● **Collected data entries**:
────────────────────────────────────────

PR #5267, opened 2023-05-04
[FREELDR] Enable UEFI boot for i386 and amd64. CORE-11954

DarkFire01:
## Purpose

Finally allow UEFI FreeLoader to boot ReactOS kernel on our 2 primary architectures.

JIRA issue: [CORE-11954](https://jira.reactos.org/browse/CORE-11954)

────────────────────────────────────────

● **ASSIGNMENT**:
Locate and copy each line in the data above that includes the word "CORE".

● **EXERCISE SOLUTION**:
[FREELDR] Enable UEFI boot for i386 and amd64. CORE-11954
JIRA issue: [CORE-11954](https://jira.reactos.org/browse/CORE-11954)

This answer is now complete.